In 2002, Zimmermann sued Haaretz for libel after it published an unflattering mention in an article authored by a former student, who claimed Zimmermann drew comparisons between Israel and Nazism while being supported financially by Germany. In 2004, the lawsuit was, however, dismissed, with Zimmermann having been admonished by the judge for making controversial analogies and yet, at the same time, not accepting criticism of his views. Zimmermann later expressed regret for the lawsuit.

== Awards and recognition ==
He was honoured with the Humboldt Prize in 1993, and the Jacob and Wilhelm Grimm Prize from the German Academic Exchange Service in 1997. He received Dr. Leopold Lucas Prize from the University of Tübingen in 2002, and was awarded the 2006 Theodor Lessing Prize for Criticism.

== Published works ==
- German Past – Israeli Memory. Tel Aviv 2002.
- Wilhelm Marr – The Patriarch of Antisemitism, New York, Oxford UP, 1986.
- Wilhelm Marr – The Patriarch of Antisemitism, Jerusalem, Shazar, 1982. (Hebr.)
- Deutsch-jüdische Vergangenheit: Der Judenhass als Herausforderung. Paderborn 2005.

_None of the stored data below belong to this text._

PR #755, opened 2026-09-17
fix(registry): stop blaming a missing listener for a slow handler

wolfy-j:
## What

Two small changes, no behaviour change to the deadline itself:

1. `BusRunner` reported a wait that expired as `no listener responded - check if listener is registered for this kind`. The runner cannot distinguish "nobody is listening" from "the listener is still working", and both land here, so the message now names both. I lost time chasing a missing registration that was never missing.
2. The wasm function manager logs how long a module took to load and compile, so this cost is visible instead of being inferred from a gap between log lines.

## Why

An application failed to boot on v0.3.41a/v0.3.42a with:

```
event handler timeout - no listener responded
  {"id": "kickside.convert.doc2md:converter", "kind": "function.wasm", "operation": "entry.create", "timeout": "30s"}
```

The listener was registered and busy the entire time. With the log added here:

```
wasm.func  wasm module compiled  {"path": "doc2md.wasm", "bytes": 3828286, "component": true,
                                  "load": "6.8ms", "compile": "28.75s"}
registry.runner  event handler timeout ...   (one second later)
```

`function.wasm` compiles eagerly and synchronously inside the create handler, and for this component that is ~28s of genuine codegen against a fixed 30s budget. Ruled out by measurement: memory limit (same at 1G/4G/8G), GC (`GOGC=400`), parallelism (`GOMAXPROCS` 1/8/32). Why the compile is that slow is wippyai/wasm-runtime#18: registering host profiles turns on a whole-component asyncify transform that doubles the module (3.82MB → 7.80MB, ~11s) before wazero compiles twice as much code.

## What this does not fix

Raising `registry.event_wait_timeout` only moves the guess, since compile time scales with the module. The real fix is a handler that can signal it accepted the work and is still running (so the wait keeps its purpose of catching a missing or wedged listener), or compiling outside the registry operation with the pool waiting at first call. That is a protocol decision for this repo, so it is not attempted here.

Related: the same deadline used to fire for `function.lua` when one type check was slow — fixed at the source in wippyai/go-lua#46, where a non-converging flow solve made a 1348-line library take 26.9s.


wolfy-j:
The Lint job fails on `service/http/server_startup_test.go` (`noctx`: `(*net/http.Client).Get` at lines 63, 134, 171). That file is not touched by this PR and the same calls are on `main` today, from #737 — so any PR against `main` inherits it. Rebased onto current `main`; everything else is green.

skhaz (approved):

PR #760, opened 2026-09-18
fix(app): seed the dependency cache through the hub's cache contract

wolfy-j:
Supersedes #742. Same goal — embedded application updates keep already-downloaded dependency artifacts instead of re-fetching at startup — without a second copy of the cache contract.

**Stack:** this branch is #742's branch (which carries #726) merged with #757's `fix/dependency-access-capability`, because the redo touches `boot/deps/hub/module_artifacts.go`, a file #757 introduced. Review the last commit; the rest is #726/#742/#757.

## What changed
- **One owner of the immutable cache layout.** `boot/deps/hub` exports three symbols: `ImmutableWappRelativePath`, `ImmutableWappDigest` (its inverse — also replaces hub's own hand-rolled filename parsing in `soleImmutableArtifact`), and `PublishImmutableArtifact` (containment + skip-if-present + private staging + verify + link, built on the existing `publishVerifiedArtifact`). `cmd/app/artifact_cache.go` drops `immutableRelativePath`, `immutableFilenameDigest`, `sha256Digest`, `publishBytes`, `publishArtifact`, `copyArtifact`, `verifyRootArtifact`, `verifyCachedPath`, `createRootTemp`, `pathWithin`.
- **Malformed lock rows no longer vanish.** An unparsable module name or a malformed digest fails the seed with a structured error (`TestSeedDependencyCacheReportsUnparsableRetainedModuleName`, `...MalformedRetainedModuleDigest`). A row with no hash pins no content and is skipped, which is correct for a content-addressed cache (`TestSeedDependencyCacheAcceptsRetainedModuleWithoutDigest`). The embedded-pack loop had the same latent `name, _ := ParseName(...)`; both go through one helper now.
- **Corrupt `active.json` surfaces** instead of being swallowed by `err == nil` (`TestSeedDependencyCacheReportsCorruptActivation`). This was the only path reading it during embedded startup.
- `bundle.validate()` before the seed is removed: `Bundle.Seed` validates first, and the seed now verifies every byte against the digest it stores under. Drops a per-launch re-hash of every embedded pack.
- Errors in the reworked file go through `cmd/app/errors.go` apierror constructors.

The three publication contract tests moved with the contract to `boot/deps/hub/artifact_cache_test.go` (concurrent identical publishers, reader failure leaves nothing, digest mismatch leaves nothing) plus a private-file-leak assertion and a layout round-trip test.

## Verification
`go build ./...`; `go test` on `cmd/app`, `boot/deps`, `boot/components`; `-race -short` on `cmd/app` and `boot/deps/hub`; lint 0 issues; gofmt clean. The offline-restore test asserting zero Hub calls passes unchanged.

## Noted, not changed
Cache org subdirectories are created `0o755` by hub instead of `0o700` by cmd/app; the cache root stays `0o700`, so nothing is newly reachable. The rest of `cmd/app` still uses `fmt.Errorf`; converting the package is a separate change.

### DIFF
--- a/boot/components/core/registry.go
+++ b/boot/components/core/registry.go
@@ -124,7 +124,10 @@ func Registry() boot.Component {
 			if err != nil {
 				logger.Warn("dependency handler disabled", zap.Error(err))
 			} else if depHandler != nil {
-				if err := depHandler.PrepareRestore(ctx, hist); err != nil {
+				// Startup restores installed artifacts locally. Downloads belong
+				// to explicit install/update operations, never implicit recovery.
+				restoreCtx := regapi.WithDependencyAccess(ctx, regapi.DependencyAccessVerifiedOffline)
+				if err := depHandler.PrepareRestore(restoreCtx, hist); err != nil {
 					return nil, fmt.Errorf("prepare dependency restore: %w", err)
 				}
 				registryOpts = append(registryOpts,
--- a/boot/deps/hub/dependency_boot_test.go
+++ b/boot/deps/hub/dependency_boot_test.go
@@ -42,8 +42,10 @@ func TestDependencyHandlerPrepareRestoreMaterializesRecordedArtifacts(t *testing
 	sum := sha256.Sum256(artifact)
 	digest := "sha256:" + hex.EncodeToString(sum[:])
 	downloads := 0
+	requests := 0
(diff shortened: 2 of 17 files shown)


skhaz (approved):

wolfy-j:

PR #764, opened 2026-09-18
chore(naming): gofmt strong.go

wolfy-j:
`system/topology/namereg/global/strong.go` landed unformatted in e258b11257; `gofmt -l` on main is not empty until this is in. Formatting only, no code change.


wolfy-j:
Closing: this applies Go 1.27 gofmt's layout for a multi-value return of composite literals, which golangci-lint's bundled gofmt rejects (Lint fails on this branch at strong.go:171 under the same `make lint` CI runs). main's current formatting is the one that passes the project gate. The formatter disagreement goes away when golangci-lint ships a printer aligned with Go 1.27; nothing to change in the tree until then.

PR #766, opened 2026-09-18
feat(app): select embedded baseline through executable options

wolfy-j:
Supersedes #726. Stacked on #765 (base is `feat/application-launch-admission-clean`); retarget to `main` once #765 merges.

- Goliaths Falle. Israelis und Palästinenser im Würgegriff 2004
- Wende in Israel. Zwischen Nation und Religion. 1996, ISBN 3-7466-8501-X
- Die deutschen Juden 1914–1945. 1997, ISBN 3-486-55082-9
- Hamburgischer Patriotismus und deutscher Nationalismus. Die Emanzipation der Juden in Hamburg 1830–1865, Hamburg, Hans Christians, 1979.
- Deutsche gegen Deutsche. Das Schicksal der Juden 1938–1945. Berlin 2008.
- Die Angst vor dem Frieden. Das israelische Dilemma. Berlin 2010.